Figure 3 shows the change in the dust collection rate with respect to the elapsed time for the present invention and the conventional example.As can be seen from this result, in the present invention, there is almost no decrease in the dust collection rate even after a long time has passed. unacceptable.

Further, FIG. 4 shows conductive deodorizing material 7 on both sides of the second conductive layer 2.
．． 8 is a cross-sectional view of a dust collecting electrode using a dust collecting electrode, which can further add a deodorizing effect to the dust collecting effect.

In addition, it is also possible to use the conductive deodorizing material itself as a conductive layer.

Effects of the Invention As described above, according to the first invention, at least one conductive layer is surrounded by an insulating layer to ensure insulation between the conductive layers, thereby eliminating insulation deterioration over time and preventing discharge. It is possible to eliminate the need for a safety circuit, and it is also possible to increase the space in the first conductive layer, thereby improving the dust collection rate.

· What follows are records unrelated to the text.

PR #4586, opened 2020-02-28
Create archeologicke-rozhledy.csl

Minesurfer97:
I've made some rather cosmetic changes to Natures Sciences Sociétés template and it matches citation style of Archeologické rozhledy journal now.

### DIFF
--- a/archeologicke-rozhledy.csl
+++ b/archeologicke-rozhledy.csl
@@ -12,7 +12,8 @@
       <name>David Spacil</name>
     </author>
     <category citation-format="author-date"/>
-    <category field="science"/>
+    <category field="anthropology"/>
+    <category field="history"/>
     <issn>0323-1267</issn>
     <eissn>2570-9151</eissn>
     <updated>2020-02-28T06:25:16+00:00</updated>
--- a/archeologicke-rozhledy.csl
+++ b/archeologicke-rozhledy.csl
@@ -1,0 +1,301 @@
+<?xml version="1.0" encoding="utf-8"?>
+<style xmlns="http://purl.org/net/xbiblio/csl" class="in-text" version="1.0" demote-non-dropping-particle="sort-only" default-locale="en-GB">
+  <!-- This style was edited with the Visual CSL Editor (https://editor.citationstyles.org/visualEditor/) -->
+  <info>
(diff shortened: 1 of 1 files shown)


rmzelle:
Thanks! I assume this style (which is currently fixed to British English) is only for English manuscripts? http://www.arup.cas.cz/?cat=227 says the journals publishes in Czech, Slovak, English and German.

If so, we would typically change the style title to `<title>Archeologické rozhledy (English)</title>`.

Minesurfer97:
I'm sorry but I'm not sure I understand. Is the style usable for one language only? The journal is mainly in czech. Only a few articles are in different languages.

rmzelle:
@Minesurfer97, CSL styles can behave in one two ways:

1. They can be fixed to a single language
2. They can automatically change their language based on the user's settings

The style you've submitted here uses option 1 and is fixed to British English (`default-locale="en-GB"`), so it will always use English translations.

The Czech instructions give the following examples (with words that CSL typically translates in bold):

> … tyto výsledky (Novák **et al.** 1994, 199-200) … archeologický výzkum (Bílá 2002, 38; 2006, 45; Bílá – Novák 1985, 56-59; Olivier – See **eds.** 2001).
> Olivier, L. – See, E. **eds.** 2001: La nécropole de tumulus du Bois de Voivre à Haroué (Meurthe-et-Moselle). Paris: CNRS.
Peck, M. 1976: Early Bronze Age settlement in Poland. **In**: E. White **ed.**, Bronze Age in Europe, London: Routledge, 11–52.

Maybe the journal uses the same translations ("in", "et al.", "ed.", "eds.") for articles in any language, in which case we can leave things as they are. I couldn't tell from the instructions if this is the case.

If these terms do need to change depending on the language of the article, we can either clarify in the CSL style title that it's locked to a particular language, or remove the `default-locale` from the style so the CSL style automatically adjusts its language (option 2).

Minesurfer97:
@rmzelle Thank you for explanation, I'm far from being an expert. The terms don't need to change based on author (article) language. This isn't even that strict. For example "et al." and its czech equivalent "a kol." are being interchanged at random. So I think it's fine if it is fixed on one language only. :)

rmzelle:
Okay, thanks! We'll just take it like this, then.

Moreover, according to the second invention, the charges on the surface of the insulating layer can be neutralized, and the dust collection rate can be reduced over time.

Furthermore, according to the third invention, by using a conductive deodorizing material in the conductive layer, it is possible to gust a dust collection electrode that also has a deodorizing effect.

Further, according to the winding type manufacturing method of the fourth invention, the manufacturing method can be simplified compared to the lamination type, and the conductive parts can be connected at two places.

Furthermore, according to the winding manufacturing method of the fifth invention,
Compared to the winding type, the effective area of the dust collection part can be expanded, improving the dust collection rate, and only two conductive parts can be connected.
can be done.

[Brief explanation of drawings]

Fig. 1 is a cross-sectional view of a dust collecting electrode showing an embodiment of the present invention, Fig. 2 is a cross-sectional view of another part of the same dust collecting electrode, and Fig. 3 is a cross-sectional view of the same dust collecting electrode and a conventional dust collecting electrode. A characteristic diagram showing changes in dust collection rate over elapsed time. Figure 4 is a cross-sectional view of a dust collection electrode showing an example of using a conductive deodorizing material in the dust collection electrode. Figure 5 is a conventional dust collection electrode. FIG. 1... First conductive layer, 2... Second conductive layer, 3...
- First insulating layer, 4... Second insulating layer, 5... Space layer, 6... Projection, 7.8... Conductive deodorizing material.

Claims (1)

[Scope of Claims] 1. A dust collection electrode in which a first conductive layer and a second conductive layer are sequentially stacked at a constant interval, and the periphery of at least one of the conductive layers is covered with an insulating layer. 2.The volume resistivity of the insulating layer is 10^8~10^1^5Ω
The dust collection electrode according to claim 1, formed of a film of cm. 3. The dust collecting electrode according to claim 1 or 2, wherein a conductive deodorizing material is used in at least one of the first conductive layer and the second conductive layer. 4. Construct a set of structures in which a first conductive layer whose periphery is covered with an insulating layer and a second conductive layer are stacked one on top of the other at regular intervals, and this structure is wound. A method of manufacturing a dust collecting electrode to be formed. 5. Construct a set of structures in which a first conductive layer whose periphery is covered with an insulating layer and a second conductive layer are stacked one on top of the other at regular intervals, and this structure is folded in a serpentine manner. A method of manufacturing a dust collecting electrode to be formed.